Historically, liturgical usages were not mandated above the local level. (When I say historically here, I’m especially referring to the first 10 centuries of the church.) This did not mean that liturgical change and adaptation did not take place or that it only included local elements and forces. On the contrary, from the early period regional and local churches borrowed practices from other local churches, often spread by church visits or (later) pilgrimages to the great shrines. These borrowings were not centrally authorized but were adopted because they fit with the local community’s sense of “rightness” about the liturgy.

Languages usually function like that too; there are rarely centralized authorities for determining usage, and where there are such authorities, they are not particularly effective (France, I’m looking at you). There are forces for stability: mutual intelligibility, reading texts which antedate certain language changes, education, etc. There are also forces for change, obviously. This means that changes happen, but gradually. There are pockets of older usages, and pockets of evolving usages, but there is also overall and steady pressure to adapt to one another, as long as the pockets wish to communicate with one another. Here’s a quote from Mark Liberman’s discussion of this pattern for language:

The answer to your last question, “Who decides?”, is “no one”. Or better, “everyone”. Usage generally converges on a single answer in each case.

How is this worked out? Well, no one really knows, but one simple theory is presented here (with some additional background here). The basic idea is that if the members of a community start with a random distribution of distinct beliefs, and exhibit these beliefs in their behavior, and learn from (“accommodate to”) one another by adjusting their beliefs in the direction of their experience, then the community converges to a shared state. (This is true as long as “belief” is viewed as a probability distribution over categorically-distinct alternatives.)

In any case, it’s clear that language, like most other aspects of culture, is what Friedrich Hayek called a “grown” or “endogenous” or “spontaneous” order, rather than a “made” or “exogenous” or “artificial” order.
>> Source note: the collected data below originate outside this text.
PR #13845, opened 2016-08-03
Outbrain email checks

gtrufitt:
## What does this change?
- Show the non-compliant outbrain widget on _any_ email sign-up shown
- Don't show email sign-up if outbrain has already loaded
## What is the value of this and can you measure success?

Doesn't break Outbrain contracts

@guardian/dotcom-platform

PR #14176, opened 2016-09-02
Contributions embed position test

jranks123:
## What does this change?

Sets up A/B tests comparing the contributions interactive embed at the bottom of the article with it inline and in-article.

For the inline in-article variant, the component is inserted programatically via the spacefinder tool, which has the parameters adjusted to make the component appear roughly towards the top of the article. 

We will learn how much the position change can affect impressions to contributions. 

No
## Screenshots

Bottom of article on mobile
bottommobile

Bottom of article desktop
bottomwide

Placement of inline in article component
inarticle
## Request for comment

@gtrufitt


static/src/javascripts/projects/common/modules/experiments/tests/contributions-embed.js
```diff
@@ -23,102 +25,106 @@ define([
...
 
-        this.id = 'ContributionsEmbed20160823';
-        this.start = '2016-08-23';
-        this.expiry = '2016-09-06';
+        this.id = 'ContributionsEmbed20160902';
+        this.start = '2016-09-02';
+        this.expiry = '2016-09-07';
         this.author = 'Jonathan Rankin';
-        this.description = 'Test contributions embed with amount picker.';
+        this.description = '    "Test whether contributions embed performs better inline and in-article than at the bottom of the article.",';
```
katebee: Is the nested quote intentional?

static/src/javascripts/projects/common/modules/experiments/embed.js
```diff
@@ -0,0 +1,49 @@
...
+            el.addEventListener('click', function () {
+                var element = event.currentTarget;
+                var amount = element.getAttribute('data-amount');
+                select(element);
+                setAmount(amount);
+            });
+        });
+    }
+
+    var getSpecifiedParent = function(element, parentClass) {
```
katebee: (subjective: feel free to ignore)
Would it be better to name these `getSpecifiedAncestor`  and `ancestorClass`?

$.js has a `ancestor` function that may be helpful

static/src/javascripts/projects/common/modules/experiments/tests/contributions-embed.js
```diff
@@ -23,102 +25,106 @@ define([
...
+                }
+            };
+        }
 
-        var writer = function (component) {
+        var bottomWriter = function (component) {
 
             return fastdom.write(function () {
                 var a = $('.submeta');
                 component.insertBefore(a);
```
katebee: Injecting things right before the submeta may cause issues with Outbrain, it may be worth checking that all is okay or adding to the Outbrain config: https://github.com/guardian/frontend/pull/13845

static/src/javascripts/projects/common/modules/experiments/tests/contributions-embed.js.orig
```diff
@@ -0,0 +1,138 @@
...
+            });
+
+        };
+
+        var interactiveCompleter = function (complete) {
+            mediator.on('contributions-embed:insert', function (el) {
+                if (el.length < 1 ) {
+                    return;
+                }
+<<<<<<< Updated upstream
```
gtrufitt: You've got merge conflicts here

static/src/javascripts/projects/common/views/contributions-embed.html
```diff
@@ -1,3 +1,39 @@
...
+            </div>
+
+            <div >
+                <p class="form-section">If you use it, if you like it, why not pay for it? It's only fair. Please give to the Guardian.</p>
+                <p class="form-section">Make a one-off contribution:</p>
+            </div>
+            <div class="amount-field <%=bottomClass%>">
+                <div>
+                    <div class="js-button-group button-group u-cf">
+                        <button type="button" tabindex="8" class="js-button option-button option-button--bold <%=bottomClass%>" data-amount=25>
```
gtrufitt: Why have we tabindex on these?

gtrufitt: The amount value isn't quoted here

static/src/javascripts/projects/common/modules/experiments/tests/contributions-embed.js
jranks123: No, thanks!

static/src/javascripts/projects/common/views/contributions-embed.html
```diff
@@ -1,3 +1,39 @@
...
+                        <button type="button" tabindex="8" class="js-button option-button option-button--bold <%=bottomClass%>" data-amount=100>
+                            <span class="currency js-currency">£</span>100
+                        </button>
+                        <button type="button" tabindex="8" class="js-button option-button option-button--bold <%=bottomClass%>" data-amount=250>
+                            <span class="currency js-currency">£</span>250
+                        </button>
+                    </div>
+                </div>
+                <div >
+                    <a class="js-submit-input option-button <%=bottomClass%> contribute action--contribute" href="https://contribute.theguardian.com/uk?INTCMP=co_uk_cobed_like_interactive&amount=50" target="_blank">
```
gtrufitt: Just checking that your JS updates the amount query param on this url?

static/src/javascripts/projects/common/modules/experiments/tests/contributions-embed.js.orig
jranks123: ah, this file is not needed i don't think, i'll delete it

static/src/javascripts/projects/common/modules/experiments/tests/contributions-embed.js.orig
```diff
@@ -0,0 +1,138 @@
+define([
```
jranks123: yep!

static/src/stylesheets/components/sass-mq/_mq.scss
```diff
@@ -33,6 +33,7 @@ $mq-responsive: true !default;
 /// @link https://github.com/sass-mq/sass-mq#seeing-the-currently-active-breakpoint Full documentation and examples
 $mq-breakpoints: (
     mobile:  320px,
+    phablet: 620px,
```
gtrufitt: You've changed a bower module here - we already have phablet set as a breakpoint width in `_vars.scss`, so you shouldn't need this, any reason why you added it?

static/src/stylesheets/module/experiments/_embed.scss
```diff
@@ -0,0 +1,171 @@
...
+
+
+
+.interactive-embed {
+    height: 100%;
+    width: 100%;
+    border-top: 1px solid #4bc6df;
+    background-color: #efefec;
+
+    p {
```
gtrufitt: We generally try and style on classes - I would try and add classes to your elements with the BEM element syntax `.interactive-embed__subtitle` and not nest at all

static/src/stylesheets/module/experiments/_embed.scss
```diff
@@ -0,0 +1,171 @@
...
+        line-height: 24px;
+        font-family: 'Guardian Egyptian Web';
```
gtrufitt: A couple of things throughout this file:

- we shouldn't be adding font-familes directly like this, we have have our [font mixins](https://github.com/guardian/frontend/blob/master/static/src/stylesheets/pasteup/typography/_src.scss#L68) - probably `fs-header` for this. 
- we should be trying to use the $gs-baseline and $gs-gutter variables for paddings and margin ensuring that our layouts are consistent.

static/src/stylesheets/module/experiments/_embed.scss
```diff
@@ -0,0 +1,171 @@
...
+        }
+
+        &.active {
+            background-color: $contribute-yellow;
+            color: $black;
+        }
+    }
+
+    .option-button {
+        @include button();
```
gtrufitt: There's not really any need to define this button as a mixin when you only use it here

static/src/stylesheets/module/experiments/_embed.scss
```diff
@@ -0,0 +1,171 @@
...
+    }
+
+
+    @mixin circular {
+        border-radius: 1000px; // Android 2.3 cannot deal with '50%'
+    }
+
+    @mixin button {
+        @include fs-textSans(4);
+        @include circular;
```
gtrufitt: Probably no need to create a mixin for this

static/src/javascripts/projects/common/views/contributions-embed.html
jranks123: Does it have to be?

static/src/stylesheets/module/experiments/_embed.scss
```diff
@@ -0,0 +1,171 @@
+@import 'svg';
+
+
+$contribute-yellow: #ffbb00;
+$gu-blue: #005689;
```
gtrufitt: Shouldn't have to create variables for this, there are already variables for both - http://guardian.github.io/pasteup-palette/demo/

static/src/stylesheets/module/experiments/_embed.scss
```diff
@@ -0,0 +1,171 @@
...
+$gu-blue-dark: #003d70;
+$comment-support-1: #7d7569;
+$white: #ffffff;
+$black: #000000;
+$gs-gutter: 20px;
```
gtrufitt: I guess these things are being redefined because this was in an interactive, but probably need to clean up now

static/src/javascripts/projects/common/views/contributions-embed.html
jranks123: Is this necessary?

gtrufitt: Technically it isn't but there's nowhere else in the codebase where we don't so we should be trying to keep things consistent

static/src/javascripts/projects/common/views/contributions-embed.html
jranks123: Yes

static/src/stylesheets/module/experiments/_svg.scss
```diff
@@ -0,0 +1,40 @@
+//
+//  Function to create an optimized svg url
+//  See: http://codepen.io/tigt/post/optimizing-svgs-in-data-uris
```
gtrufitt: Interesting! Nice one

static/src/stylesheets/module/experiments/_embed.scss
```diff
@@ -0,0 +1,171 @@
...
+            height: 20px;
+            background-image: svg-url('<svg xmlns="http://www.w3.org/2000/svg" width="40" height="40" viewBox="0 0 40 40"><path fill="white" stroke="white" d="M22.8 14.6L15.2 7l-.7.7 5.5 6.6H6v1.5h14l-5.5 6.6.7.7 7.6-7.6v-.9"/></svg>');
+            background-size: 100%;
+            float: right;
+        }
+    }
+
+
+    @include mq($from: phablet) {
+        .bottomClass.option-button {
```
gtrufitt: Try and use BEM modifiers - e.g `.option-button--bottom` than chaining classes

static/src/javascripts/projects/common/modules/experiments/tests/contributions-embed.js
gtrufitt: Indeed, you'll need to also add it to the work @markjamesbutler did: https://github.com/guardian/frontend/blob/1b4b90f11a6554666b3b6b39c085b5727808ff51/static/src/javascripts/projects/common/modules/experiments/ab-test-clash.js

static/src/javascripts/projects/common/modules/experiments/embed.js
```diff
@@ -0,0 +1,49 @@
...
+
+    function select(el) {
+        $(getSpecifiedParent(el, 'js-button-group').querySelectorAll('.js-button')).removeClass(ACTIVE_CLASS);
+        $(el).addClass(ACTIVE_CLASS);
+    }
+
+    function setAmount(amount) {
+        $('input.' + AMOUNT_CLASS).val(amount);
+        var a = document.querySelector('.js-submit-input');
+        a.href = 'https://contribute.theguardian.com/uk?INTCMP=co_uk_cobed_like_interactive&amount=' + amount.toString();
```
gtrufitt: Ah yeah, cool

static/src/javascripts/projects/common/views/contributions-embed.html
jranks123: Ok cool. I was just checking for future reference whether this causes any problems! Will change to keep the style.

static/src/stylesheets/components/sass-mq/_mq.scss
jranks123: Actually that breakpoint is a different size: I need 620px rather than 660px. Is it ok to define a new 620px breakpoint with a non-conflicting name in my own cs file (embed.css)?

static/src/javascripts/projects/common/views/contributions-embed.html
gtrufitt: :) 👍

static/src/stylesheets/components/sass-mq/_mq.scss
gtrufitt: We tend to always design to the current breakpoint widths, as things can get difficult to understand quickly if the design of your component changes at different times to the rest of the site, in fact looking at the use of the mq mixin, there's only 2 cases of using anything other than the defined widths. What's your reasoning behind needing 620 instead of 660?

static/src/javascripts/projects/common/modules/experiments/embed.js
regiskuckaertz: Or you can use `common/utils/closest`: `closest(element, cssSelector)`

static/src/javascripts/projects/common/modules/experiments/embed.js
```diff
@@ -0,0 +1,49 @@
...
+            if (i > 10) {
+                throw 'You are either traversing a lot of elements! Is this wise? Or your $element argument is undefined';
+            }
+            i++;
+        } while (element && !element.classList.contains(parentClass));
+        return element;
+    };
+
+    function select(el) {
+        $(getSpecifiedParent(el, 'js-button-group').querySelectorAll('.js-button')).removeClass(ACTIVE_CLASS);
```
regiskuckaertz: minor speedup: `$(....querySelectorAll(ACTIVE_CLASS)).removeClass(ACTIVE_CLASS)`

static/src/stylesheets/module/experiments/_embed.scss
jranks123: So with this one i think this is neccassery. Due to the nature of this test, we have _basically_ the same component used in different places, but there are some subtle differences in how they behave at breakpoints. I could make 2 html templates and give them different classes, but that would mean double work whenever updating the html, so what I do is when I form the html, I optionally pass the bottom class as a parameter, which is added to the couple of elements that behave differently.

jranks123: So basically this test has 2 variations of the same element, the only difference being how 4 of the elements react at this breakpoint for one of the variants. So i pass in the bottomClass class as a parameter when forming the template, which means I can tag all the elements that need special treatment at this breakpoint for the variant. I could add .option-button--bottom and contribute--bottom and amount-field--bottom etc as parameters, but then I'm passing loads of parameters into the template. So thats why it is done this way, do you still think I should use BEM? Totally happy to do so, just wanted to explain the trade-off first

gtrufitt: I think what you're doing is replacing the BEM way of doing modifiers with a changing classes way - you shouldn't need to pass loads more parameters into the template, you can do instead of:

```
<div class="amount-field <%=bottomClass%>">
                 <div>
                     <div class="js-button-group button-group u-cf">
                         <button type="button" tabindex="8" class="js-button option-button option-button--bold <%=bottomClass%>" 
```

this: 

```
<div class="amount-field amount-field--<%=bottomClass%>">
                 <div>
                     <div class="js-button-group button-group u-cf">
                         <button type="button" tabindex="8" class="js-button option-button option-button--bold option-button--<%=bottomClass%>" 
```

And style on `.option-button--bottom` (probably don't need the word class and classes should be hyphenated btw) and `.amount-field--bottom`

Does that make sense?

jranks123: ah yes that looks great. Ok thanks!

static/src/javascripts/projects/common/modules/experiments/embed.js
jranks123: This didn't work :(

gtrufitt:
Based on making the changes on the comments 👍 - If you've got anything else to discuss we can pick it up Monday dude!

static/src/javascripts/projects/common/modules/experiments/tests/contributions-embed.js
jranks123: yep, dealt with this now

static/src/stylesheets/components/sass-mq/_mq.scss
jranks123: this wasn't actually being used anyway! deleted

static/src/stylesheets/module/experiments/_embed.scss
```diff
@@ -0,0 +1,144 @@
+@import 'svg';
+$news-main-1-dark: #003d70;
+
+
+
+.interactive-embed  {
```
gtrufitt: Is `interactive-embed` the right class here now? Don't think it's an interactive anymore?

katebee:
Not sure how common this is, but the mid-article variant is colliding with the rich-link: 

https://www.theguardian.com/uk-news/2016/sep/08/uk-workers-zero-hours-contracts-rise-tuc

picture 219

katebee:
Nevermind! I can't replicate it 😄

dominickendrick:
I can replicate it !! 
1. start on a small screen width
2. load the page
3. expand the page width
4. The items then overlap.

This may be a mega edge case tho!

overlap

gtrufitt:
I'm not sure we would want to be running spacefiller and moving stuff around on resize though?

@jranks123 I would maybe increase the distance from rich links in the spacefiller rules to prevent this happening though. What Kate is seeing might be explained by a rich link being included with spacefiller before enhancing and then changing height when it enhances - again this could be resolved by having more distance from rich links, probably reverting to the default of 250px (I think?)

katebee:
It's happened again, no resize, just opened an article in a new tab.

**After page load:**

picture 221

I think it is because **I was also being shown the email signup** at the bottom of the article (Which also has to check Outbrain version before running?). Once I closed this, the contributions embed moved to a better position.

**Email Sign-up:**

picture 222

**Contributions Embed after closing Email Sign-up:**

picture 223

In the period often called “the era of cross-fertilization of the liturgy,” the fourth and fifth centuries when Christianity was legalized and “global” (not quite in the modern sense, but in a relevant sense), this was approximately the pattern for the development of the liturgy. Of course there were influential bishops, and their opinion had an impact — just as there are influential language practitioners throughout history (e.g. William Shakespeare) and today (LOLcats?). But their influence is felt in practice, not in decrees issued.

This self-organized ordering, the spontaneous capacity for evolving, is approximately the difference between a living and a dead language. It is parallel to “organic development” in the liturgy.

Some scholars have called the fourth and fifth centuries “the golden age” of the liturgy. I don’t agree with that assessment; I find beauties and worries throughout the history of liturgy. But the Latin liturgy’s development in that period was certainly organic; in the modern period, the Latin liturgy’s development has in general been inorganic. This is not primarily due to centralization, it seems to me (though some would disagree); rather, it is because the forces for evolution were, for several centuries, marginalized in the church (more than, say, St. Francis or St. Ambrose were in their times). Meanwhile, the forces for long-term stability (command of the ancient languages, manuscripts, and knowledge of the ancient practices) were interrupted and, when they resumed, were resumed only by a small set of scholars. The people, in whose hands liturgical reception and organic development always rest, were content to see “the tradition” as that which their parents did, rather than that which St. Augustine, St. Chrysostom, and St. John the Evangelist did. So the forces for stability only enforced short-term stability, and the forces for change were called secularists. This impeded the natural balance that allowed liturgies to develop gradually and steadily over time. Centralized legislation seems to have been a response to this imbalance, an attempt to structure liturgical development in a new way, with varied success.

–And that’s how we started doing baptism, a long wait, reconciliation, communion, a long wait, confirmation, instead of baptism, confirmation/chrismation, communion, bang-bang-bang!

But yes, I’m also implying that organic development does not proceed by fiat, and yes, that includes Trent, Sacrosanctum Concilium, and Summorum Pontificum. This doesn’t mean that fiats can’t be valuable contributions to liturgical development, but when we talk about these documents we should leave the organic debate to the foodies.